PR #627, opened 2026-03-24
--post-kexec-ssh-host as argument (equivalent to --post-kexec-ssh-port)

findus:
This fixes an issue i have when running nixos-anywhere on devices in an environment that doesn't have a dhcp server and static IPs configured.

With that command and a custom kexec tarball that enables link lokal ipv6 addresses I can connect to the link local ipv6 address after kexec.

Example:

```
nix run github:findus/nixos-anywhere -- --post-kexec-ssh-host 'fe80::ffff:ffff:ffff:93b0%eth0' --kexec "result/nixos-kexec-installer-x86_64-linux.tar.gz" --flake '.#myflake' root@192.168.69.194
```

### DIFF
--- a/src/nixos-anywhere.sh
+++ b/src/nixos-anywhere.sh
@@ -39,6 +39,7 @@ else
 fi
 sshConnection=
 postKexecSshPort=22
+postKexecSshHost=
 buildOnRemote=n
 buildOn=auto
 envPassword=n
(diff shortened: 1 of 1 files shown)


phaer:
Just curious & trying to understand the use-case in more detail: You need to have root on the pre-kexec system anyway (to kexec), so you should be able to use EUI-64 link-local ipv6 addresses for both, the pre- and the post-kexec connection, no?

findus:
It made my life a little bit easier by not having to manually enable link local ipv6 addresses in NetworkManager/networkd/etc. on installations I want to do kexec on.

But yes, I could also do that and tunnel-visioned a little too hard on this solution I guess.

PR #636, opened 2026-05-15
nixos-anywhere: add flag to kexec in the installer

jackrosenberg:
Adds a flag to force kexec in the installer, for when kernel/userspace is running from the same device as the one we want to install to. Thanks to @Lassulus for the suggestion.


Lassulus (approved):
lgtm

PR #642, opened 2026-05-26
nixos-anywhere: bump default kexec image to nixos-25.11

Mic92:
nixos-images released the 25.11 branch. Bump the default kexec installer URL so new installs pick up the current channel by default.


Mic92:
A bit late and I soon have to do it again...

PR #884, opened 2024-03-21
adding contentsignaturepki leaf cert CN overrides

jmhodges:
This adds the ability to override the common name
set in the Subject of the leaf certificates
generated by the contentsignaturepki type singer
configurations.

This is to allow for new certificates created with
the same key material but different singer
configurations to be validated by Firefox and
other clients as they were previously. This is an
important requirement for the add-on and content
signing root key succession plan as we're asking
the distribution services to use new signers (new
`keyids`) for the new keys, while keeping the old
common names in the end-user clients.

Fixes [bug 1886886](https://bugzilla.mozilla.org/show_bug.cgi?id=1886886)

### DIFF
--- a/signer/contentsignaturepki/contentsignature_test.go
+++ b/signer/contentsignaturepki/contentsignature_test.go
@@ -76,15 +76,21 @@ func TestSign(t *testing.T) {
 		if err != nil {
 			t.Fatalf("testcase %d failed to get X5U %q: %v", i, s.X5U, err)
 		}
-		key := certs[0].PublicKey.(*ecdsa.PublicKey)
+		leaf := certs[0]
+		key := leaf.PublicKey.(*ecdsa.PublicKey)
 		if !sig.(*verifier.ContentSignature).VerifyData([]byte(input), key) {
 			t.Fatalf("testcase %d failed to verify signature", i)
+		}
+
+		if leaf.Subject.CommonName != testcase.expectedCommonName {
+			t.Errorf("testcase %d expected common name %#v, got %#v", i, testcase.expectedCommonName, leaf.Subject.CommonName)
 		}
 	}
 }
 
 var PASSINGTESTCASES = []struct {
-	cfg signer.Configuration
+	cfg                signer.Configuration
+	expectedCommonName string
 }{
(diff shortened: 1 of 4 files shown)


signer/contentsignaturepki/x509.go
```diff
@@ -146,3 +146,11 @@ func (s *ContentSigner) makeChain() (chain string, name string, err error) {
 	name = fmt.Sprintf("%s-%s.chain", cert.Subject.CommonName, cert.NotAfter.Format("2006-01-02-15-04-05"))
 	return
 }
+
+func (s *ContentSigner) domainForLeafCert() string {
+	subdomain := s.ID
+	if s.subdomainOverride != "" {
```
hwine, line 152: What's the value if the config does not contain a `SubdomainOverride` value? Is it `""` or `nil`?

signer/contentsignaturepki/contentsignature_test.go
```diff
@@ -76,15 +76,21 @@ func TestSign(t *testing.T) {
...
+		if leaf.Subject.CommonName != testcase.expectedCommonName {
+			t.Errorf("testcase %d expected common name %#v, got %#v", i, testcase.expectedCommonName, leaf.Subject.CommonName)
+		}
 	}
 }
 
 var PASSINGTESTCASES = []struct {
-	cfg signer.Configuration
+	cfg                signer.Configuration
+	expectedCommonName string
```
hwine, line 93: If I'm reading this correctly, we modified the existing test case for the new code. I'd prefer that we add a new test case to show that the "old config format" (without the `SubdomainOverride` field) still works.

signer/contentsignaturepki/x509.go
jmhodges: It's a `""`. That's the Go zero value for strings.

signer/contentsignaturepki/contentsignature_test.go
jmhodges: Good call. Done

hwine (approved):
lgtm - PR builds clean & tests pass locally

┄┄┄┄┄┄┄┄┄┄┄┄┄┄┄┄┄┄┄┄

All of the data is to be written out again, word for word.

PROBLEM SOLUTION:
PR #627, opened 2026-03-24
--post-kexec-ssh-host as argument (equivalent to --post-kexec-ssh-port)

findus:
This fixes an issue i have when running nixos-anywhere on devices in an environment that doesn't have a dhcp server and static IPs configured.

With that command and a custom kexec tarball that enables link lokal ipv6 addresses I can connect to the link local ipv6 address after kexec.

Example:

```
nix run github:findus/nixos-anywhere -- --post-kexec-ssh-host 'fe80::ffff:ffff:ffff:93b0%eth0' --kexec "result/nixos-kexec-installer-x86_64-linux.tar.gz" --flake '.#myflake' root@192.168.69.194
```

### DIFF
--- a/src/nixos-anywhere.sh
+++ b/src/nixos-anywhere.sh
@@ -39,6 +39,7 @@ else
 fi
 sshConnection=
 postKexecSshPort=22
+postKexecSshHost=
 buildOnRemote=n
 buildOn=auto
 envPassword=n
(diff shortened: 1 of 1 files shown)


phaer:
Just curious & trying to understand the use-case in more detail: You need to have root on the pre-kexec system anyway (to kexec), so you should be able to use EUI-64 link-local ipv6 addresses for both, the pre- and the post-kexec connection, no?

findus:
It made my life a little bit easier by not having to manually enable link local ipv6 addresses in NetworkManager/networkd/etc. on installations I want to do kexec on.

But yes, I could also do that and tunnel-visioned a little too hard on this solution I guess.

PR #636, opened 2026-05-15
nixos-anywhere: add flag to kexec in the installer

jackrosenberg:
Adds a flag to force kexec in the installer, for when kernel/userspace is running from the same device as the one we want to install to. Thanks to @Lassulus for the suggestion.


Lassulus (approved):
lgtm

PR #642, opened 2026-05-26
nixos-anywhere: bump default kexec image to nixos-25.11

Mic92:
nixos-images released the 25.11 branch. Bump the default kexec installer URL so new installs pick up the current channel by default.


Mic92:
A bit late and I soon have to do it again...

PR #884, opened 2024-03-21
adding contentsignaturepki leaf cert CN overrides

jmhodges:
This adds the ability to override the common name
set in the Subject of the leaf certificates
generated by the contentsignaturepki type singer
configurations.

This is to allow for new certificates created with
the same key material but different singer
configurations to be validated by Firefox and
other clients as they were previously. This is an
important requirement for the add-on and content
signing root key succession plan as we're asking
the distribution services to use new signers (new
`keyids`) for the new keys, while keeping the old
common names in the end-user clients.

Fixes [bug 1886886](https://bugzilla.mozilla.org/show_bug.cgi?id=1886886)

### DIFF
--- a/signer/contentsignaturepki/contentsignature_test.go
+++ b/signer/contentsignaturepki/contentsignature_test.go
@@ -76,15 +76,21 @@ func TestSign(t *testing.T) {
 		if err != nil {
 			t.Fatalf("testcase %d failed to get X5U %q: %v", i, s.X5U, err)
 		}
-		key := certs[0].PublicKey.(*ecdsa.PublicKey)
+		leaf := certs[0]
+		key := leaf.PublicKey.(*ecdsa.PublicKey)
 		if !sig.(*verifier.ContentSignature).VerifyData([]byte(input), key) {
 			t.Fatalf("testcase %d failed to verify signature", i)
+		}
+
+		if leaf.Subject.CommonName != testcase.expectedCommonName {
+			t.Errorf("testcase %d expected common name %#v, got %#v", i, testcase.expectedCommonName, leaf.Subject.CommonName)
 		}
 	}
 }
 
 var PASSINGTESTCASES = []struct {
-	cfg signer.Configuration
+	cfg                signer.Configuration
+	expectedCommonName string
 }{
(diff shortened: 1 of 4 files shown)


signer/contentsignaturepki/x509.go
```diff
@@ -146,3 +146,11 @@ func (s *ContentSigner) makeChain() (chain string, name string, err error) {
 	name = fmt.Sprintf("%s-%s.chain", cert.Subject.CommonName, cert.NotAfter.Format("2006-01-02-15-04-05"))
 	return
 }
+
+func (s *ContentSigner) domainForLeafCert() string {
+	subdomain := s.ID
+	if s.subdomainOverride != "" {
```
hwine, line 152: What's the value if the config does not contain a `SubdomainOverride` value? Is it `""` or `nil`?

signer/contentsignaturepki/contentsignature_test.go
```diff
@@ -76,15 +76,21 @@ func TestSign(t *testing.T) {
...
+		if leaf.Subject.CommonName != testcase.expectedCommonName {
+			t.Errorf("testcase %d expected common name %#v, got %#v", i, testcase.expectedCommonName, leaf.Subject.CommonName)
+		}
 	}
 }
 
 var PASSINGTESTCASES = []struct {
-	cfg signer.Configuration
+	cfg                signer.Configuration
+	expectedCommonName string
```
hwine, line 93: If I'm reading this correctly, we modified the existing test case for the new code. I'd prefer that we add a new test case to show that the "old config format" (without the `SubdomainOverride` field) still works.

signer/contentsignaturepki/x509.go
jmhodges: It's a `""`. That's the Go zero value for strings.

signer/contentsignaturepki/contentsignature_test.go
jmhodges: Good call. Done

hwine (approved):
lgtm - PR builds clean & tests pass locally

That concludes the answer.